PR #272, opened 2020-07-15
Public key infrastructure filters.

cheatfate:
This will allow to filter what public key infrastructure will be used by `nim-libp2p`, you can choose particular schemes via compilation setting `libp2p_pki_schemes`.

For example `nim-beacon-chain` could use `--d:libp2p_pki_schemes=secp256k1`, to use only `secp256k1` and disable support for `ed25519`, `ecnist` and `rsa` keys.

You can also specify any combination of schemes delimiting it with `;` or `,` or `|`.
____
• _ASSIGNED TASK_:
Look through the listing above and copy each line with the word "infrastructure" in it.

• _EXERCISE OUTPUT_:
Public key infrastructure filters.
This will allow to filter what public key infrastructure will be used by `nim-libp2p`, you can choose particular schemes via compilation setting `libp2p_pki_schemes`.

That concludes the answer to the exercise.